Ya. Itulah yang aku dan adik-adikku lihat.
Apa mereka tak berpikir, dengan membuang sampah di laut dapat mempengaruhi makhluk hidup didalamnya? Ntahlah aku tak tau, apakah hal ini sering terjadi dan dianggap pemandanagan yang biasa. Tapi selama aku naik kapal baru kali inilah aku melihat orang membuang sampah yang sudah berada di tong sampah. Ku pikir akan dibuang se5elah sampai di daratan. Yang cukup mengesanku lagi adalah yang membuang sampah tak lain tak bukan salah satu petugas di dalam kapal. Aku tau dari pakaiannya.
Kapal yang terus melaju tetap tak membuatku meninggalkan pandangan pada sampah2 itu. Tong pertama bersih, lalu disambung tong ke dua, ke tiga, dan sekali lagi kumpulan sampah di dalalm plastik hitam besar di jatuhkan, ada 2 buah.

Sampah-sampah itu kini berserakan di permukaan laut, yang lambat laut akan terbenam. Terbenam bukan berarti berakhir masalah, tapi bisa saja suatu hari nanti akan menjadi masalah. Sampah basah, sampah kering, semua bersatu di laut. Plastik, bukanlah salah satu sampah yang tak bisa terlarut? Aku memang bukan orang yang ahli di bidang Oseanologi. Tpi aku termasuk orang yang suka keindahan laut. Dengan laut kita bsa memakan ikan-ikan yang sangat bermanfaat bagi kita, air laut bisa di jadikan garam, terumbu karang juga bisa di manfaatkan. Air laut yang jernih juga memperlihatkan kita kuasa Allah.
Kini, Ikan-ikan bisa saja mati karena sampah2 itu, begitu juga terumbu karangnya, airnya, dan banyak lagi.
Cukup di sayangkan.
Pulau Banyak sebagai objek wisata yang disukai, dianggap bagus dan menabjukkan bagi yang melihatnya suatu saat tidak akan menyukainya lagi, menghilangkan dari pkiriannya untuk berkunjung kembali, melupakannya bulat-bulat. Mungkin itulah sebagian orang mau. Suatu saat dinas Pariwisata, dinas Kelautan dan Perikanan juga dinas Perhubungan kan kebingungan dengan amanahnya, tentang apa yang bisa mereka lakukan pada tugasnya yang begitu sulit untuk mendapatkan hasil yang baik. Ujung-ujungnya, banyak nelayan yang akan melarat karena tanggapan ikannya sedikit dan tak dapat memenuhi keperluan keluarga, bagi Kelautan tak ada lagi bagian indah di laut dan pantai, tak ada yang bisa dibanggakan dari daerah bagi dinas Pariwsta, juga tak ada kapal yang berani berlayar karena takut tenggelam akibat banyaknya sampah yang berserakan di laut yang bisa membuat baling-baling kapal tersangkut dan tak ada orang turis yang amu singgah.

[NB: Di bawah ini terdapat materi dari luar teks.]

PR #512, opened 2019-08-01
Added list & create_update_policies definitions to access [child-namespaces] policies from [root-namespace]

vamshideveloper:
- Added definitions to list and create/update policy in specific namespace from root namespace
- Not sure if this is correct place for them to be
- This is added because I did not find a way to access the child-namespace/* from root-namespace, 
   Current module policy.py only allow us to GET/POST/LIST... to the namespace we are in

### DIFF
--- a/hvac/api/system_backend/namespace.py
+++ b/hvac/api/system_backend/namespace.py
@@ -99,4 +99,3 @@ class Namespace(SystemBackendMixin):
             url=api_path,
             json=params,
         )
-
--- a/hvac/api/system_backend/namespace.py
+++ b/hvac/api/system_backend/namespace.py
@@ -1,3 +1,4 @@
+import json
 from hvac.api.system_backend.system_backend_mixin import SystemBackendMixin
 
 
--- a/hvac/api/system_backend/namespace.py
+++ b/hvac/api/system_backend/namespace.py
@@ -47,3 +47,55 @@ class Namespace(SystemBackendMixin):
             url=api_path,
         )
         return response
+
+    def list_policies_namespace(self, path):
+        """List all configured policies in namespaces.
+
+        Supported methods:
+            GET: {path}/sys/policy. Produces: 200 application/json
+
+        :param path: Specifies the namespace_name to list policies. This is specified as part of the URL.
+        :type path: str | unicode
+        :return: The JSON response of the request.
+        :rtype: dict
+        """
+        api_path = '/v1/{path}/sys/policy'.format(path=path)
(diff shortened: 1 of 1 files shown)


hvac/api/system_backend/namespace.py
```diff
@@ -47,3 +48,54 @@ def delete_namespace(self, path):
             url=api_path,
         )
         return response
+
+    def list_policies_namespace(self, path):
```
jeffwecan: I'm not familiar with this API route. Do you know if its recorded under https://www.vaultproject.io/api/system/ or otherwise? It feels like it may fit better under https://github.com/hvac/hvac/blob/develop/hvac/api/system_backend/policy.py but I'd want to look up the upstream code / documentation to get a better idea of that scope before saying for sure...

vamshideveloper: https://learn.hashicorp.com/vault/operations/namespaces#api-call-using-curl-1

Above document explains how this will work

vamshideveloper: I am referring to below API call in the document
API call using cURL
To target a specific namespace, you can do one of the following:

Option 1: Pass the target namespace in the X-Vault-Namespace header

Option 2: Prepend the API endpoint with namespace name (e.g. <namespace_name>/sys/policies/acl)

drewmullen:
hey @vamshideveloper im sure this is frustrating to hear but these functions definitely do work in child namespaces. i use them all the time to list / create / update policies in nested namespaces.

the key is to make sure the namespaces are passed to the client when you're instantiating the class. heres and example:

```
client = hvac.Client(url=url, cert=cert, verify=verify, namespace=namespace)
```

If you have questions, we have a gitter that you can join to discuss: https://gitter.im/hvac/community

drewmullen:
the outcomes of the call are identical so it would be interesting to see why you need to perform it this one. this proposed design pattern could have far reaching implications involving duplicate functions for many, if not all api endpoints. some may work with the `mount_point` var but I havent tried that. 

is there any reason you cant use the header? 

I can think of at least 1 reason why **not** to use the path prepend, `root` does not work. whereas it does work if you pass via the header: https://github.com/hashicorp/vault/issues/5987#issuecomment-506019924

vamshideveloper:
https://github.com/hvac/hvac/pull/512#issuecomment-517723979
This works for me
I will close this PR
Thanks

drewmullen:
thanks very much! please feel free to join the gitter to discuss this or future questions! (or you can always open issues too) :D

Sedari itu, aku pun mencoba untuk bertanya pada orang yang berseragam tadi. Aku ingin tau, apakah memang pembuangan sampah di laut. Namun terlambat, aku tak melihat batang hidungnya sesampainya di lantai dua.

Di dinding ruangan tempat duduk terdapat jelas tulisan dengan memakai huruf besar berbunyi:

dilarang buang sampah ke laut!
Buanglah sampah pada tempatnya!

Penumpang baik budi alhamdulillah membuang sampah pada tempatnya, di tong-tong sampah itu, tapi tak kiranya bila tong sudah penuh akan dibuang ke laut. Tau begitu, sebaiknya sampah kita simpan di tas. Ketika di dermaga kita cari tong sampah yang nantinya akn dibakar, bukan di buang ke laut.

Aku bingung dengan peringatan itu, di larang atau tidak?
Apakah pembacaan Dilarang Membuang Sampah di Laut itu memkai tanda tanya? Sehingga mempunyai makna konotasi.
Bagi makna denotasi, sampah tidak boleh dibuang di laut.
Tpi makna konotasinya sampah boleh buang di laut. Seperti anak balita, apabila kita suruh jangan sentuh, mereka akan ia sentuh.

Hufff … Akhir yang tidak menyenangkan dalam liburan sehari itu. Tapi kita bisa mengambil baiknya. Mudah2an esok, lusa, dan seterusnya tak ada lagi yang seperti itu.